> [Material provided]

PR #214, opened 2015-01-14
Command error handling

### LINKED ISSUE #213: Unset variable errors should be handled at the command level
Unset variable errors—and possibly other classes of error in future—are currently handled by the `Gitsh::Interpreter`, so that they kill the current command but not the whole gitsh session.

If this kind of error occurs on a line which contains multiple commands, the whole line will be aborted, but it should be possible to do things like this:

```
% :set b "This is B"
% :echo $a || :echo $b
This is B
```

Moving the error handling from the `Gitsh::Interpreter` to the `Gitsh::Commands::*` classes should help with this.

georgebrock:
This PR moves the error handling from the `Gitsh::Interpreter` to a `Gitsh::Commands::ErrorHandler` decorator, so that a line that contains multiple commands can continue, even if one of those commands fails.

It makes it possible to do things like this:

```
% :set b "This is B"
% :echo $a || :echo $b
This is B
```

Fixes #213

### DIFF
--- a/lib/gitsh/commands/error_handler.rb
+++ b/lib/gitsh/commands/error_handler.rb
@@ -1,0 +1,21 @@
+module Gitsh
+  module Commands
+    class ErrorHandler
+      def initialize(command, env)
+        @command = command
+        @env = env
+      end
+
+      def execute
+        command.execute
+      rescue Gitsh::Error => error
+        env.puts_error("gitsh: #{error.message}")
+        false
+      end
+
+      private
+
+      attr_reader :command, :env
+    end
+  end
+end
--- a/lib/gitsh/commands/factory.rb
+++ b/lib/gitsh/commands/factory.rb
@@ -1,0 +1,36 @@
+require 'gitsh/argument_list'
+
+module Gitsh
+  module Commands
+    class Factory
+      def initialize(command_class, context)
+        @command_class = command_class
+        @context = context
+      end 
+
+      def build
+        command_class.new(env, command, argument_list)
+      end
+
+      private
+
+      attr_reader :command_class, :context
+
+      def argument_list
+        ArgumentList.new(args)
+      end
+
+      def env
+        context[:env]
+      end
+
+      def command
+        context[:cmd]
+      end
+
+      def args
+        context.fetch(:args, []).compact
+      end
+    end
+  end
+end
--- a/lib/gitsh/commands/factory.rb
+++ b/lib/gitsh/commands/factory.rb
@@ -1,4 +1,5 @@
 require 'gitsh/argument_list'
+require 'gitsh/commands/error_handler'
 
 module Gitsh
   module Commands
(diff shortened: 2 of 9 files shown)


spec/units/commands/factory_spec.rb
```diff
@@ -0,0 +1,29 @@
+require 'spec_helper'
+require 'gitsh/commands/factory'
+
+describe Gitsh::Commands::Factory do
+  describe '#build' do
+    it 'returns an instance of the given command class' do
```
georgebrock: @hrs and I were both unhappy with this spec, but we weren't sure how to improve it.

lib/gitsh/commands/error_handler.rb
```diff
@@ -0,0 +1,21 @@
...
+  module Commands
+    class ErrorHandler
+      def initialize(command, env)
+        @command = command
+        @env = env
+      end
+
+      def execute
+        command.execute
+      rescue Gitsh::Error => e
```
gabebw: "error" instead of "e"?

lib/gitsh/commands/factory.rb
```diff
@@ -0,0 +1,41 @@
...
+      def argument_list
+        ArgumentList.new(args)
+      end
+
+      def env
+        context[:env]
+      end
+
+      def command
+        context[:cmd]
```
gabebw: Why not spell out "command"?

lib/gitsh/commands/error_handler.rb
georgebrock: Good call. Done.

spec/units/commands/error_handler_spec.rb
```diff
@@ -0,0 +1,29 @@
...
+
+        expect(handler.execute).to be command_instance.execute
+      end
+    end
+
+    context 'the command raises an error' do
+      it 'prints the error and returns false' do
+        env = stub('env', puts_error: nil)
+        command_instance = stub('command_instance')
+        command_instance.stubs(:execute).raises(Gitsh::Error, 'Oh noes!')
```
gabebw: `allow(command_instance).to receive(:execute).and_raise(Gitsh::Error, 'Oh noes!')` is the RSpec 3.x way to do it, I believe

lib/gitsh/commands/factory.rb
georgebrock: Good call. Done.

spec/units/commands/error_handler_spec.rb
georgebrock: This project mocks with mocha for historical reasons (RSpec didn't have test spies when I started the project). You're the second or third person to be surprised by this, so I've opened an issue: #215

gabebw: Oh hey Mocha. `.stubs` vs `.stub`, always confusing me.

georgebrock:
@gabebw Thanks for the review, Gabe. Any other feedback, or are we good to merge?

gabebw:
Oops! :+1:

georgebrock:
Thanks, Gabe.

---

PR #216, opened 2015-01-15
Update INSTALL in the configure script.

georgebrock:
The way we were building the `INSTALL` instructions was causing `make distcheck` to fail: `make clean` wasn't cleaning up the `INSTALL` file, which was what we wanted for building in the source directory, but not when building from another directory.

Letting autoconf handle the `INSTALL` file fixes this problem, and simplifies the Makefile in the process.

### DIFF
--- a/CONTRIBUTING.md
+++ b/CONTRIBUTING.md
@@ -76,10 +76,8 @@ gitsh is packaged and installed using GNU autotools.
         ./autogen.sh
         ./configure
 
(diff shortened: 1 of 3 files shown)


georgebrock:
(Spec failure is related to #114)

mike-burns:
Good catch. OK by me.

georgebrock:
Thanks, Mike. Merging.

--

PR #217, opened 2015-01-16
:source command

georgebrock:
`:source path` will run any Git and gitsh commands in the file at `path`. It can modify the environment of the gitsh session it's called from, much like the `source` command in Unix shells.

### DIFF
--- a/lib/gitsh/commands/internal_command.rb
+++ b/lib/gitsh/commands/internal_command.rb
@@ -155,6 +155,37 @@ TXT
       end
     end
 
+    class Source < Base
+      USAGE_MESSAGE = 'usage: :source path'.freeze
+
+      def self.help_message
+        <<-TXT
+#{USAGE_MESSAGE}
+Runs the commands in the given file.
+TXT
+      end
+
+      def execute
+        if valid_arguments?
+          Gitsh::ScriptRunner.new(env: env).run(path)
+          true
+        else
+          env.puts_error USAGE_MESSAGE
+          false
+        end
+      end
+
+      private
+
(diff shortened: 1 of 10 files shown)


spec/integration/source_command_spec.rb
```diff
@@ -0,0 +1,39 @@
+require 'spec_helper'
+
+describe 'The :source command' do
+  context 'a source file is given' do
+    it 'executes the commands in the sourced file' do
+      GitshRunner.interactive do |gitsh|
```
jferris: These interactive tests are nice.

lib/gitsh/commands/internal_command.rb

> [What is expected] Check the entries above for the word "were" and copy every line where it turns up.

> [Task output]
georgebrock: @hrs and I were both unhappy with this spec, but we weren't sure how to improve it.
The way we were building the `INSTALL` instructions was causing `make distcheck` to fail: `make clean` wasn't cleaning up the `INSTALL` file, which was what we wanted for building in the source directory, but not when building from another directory.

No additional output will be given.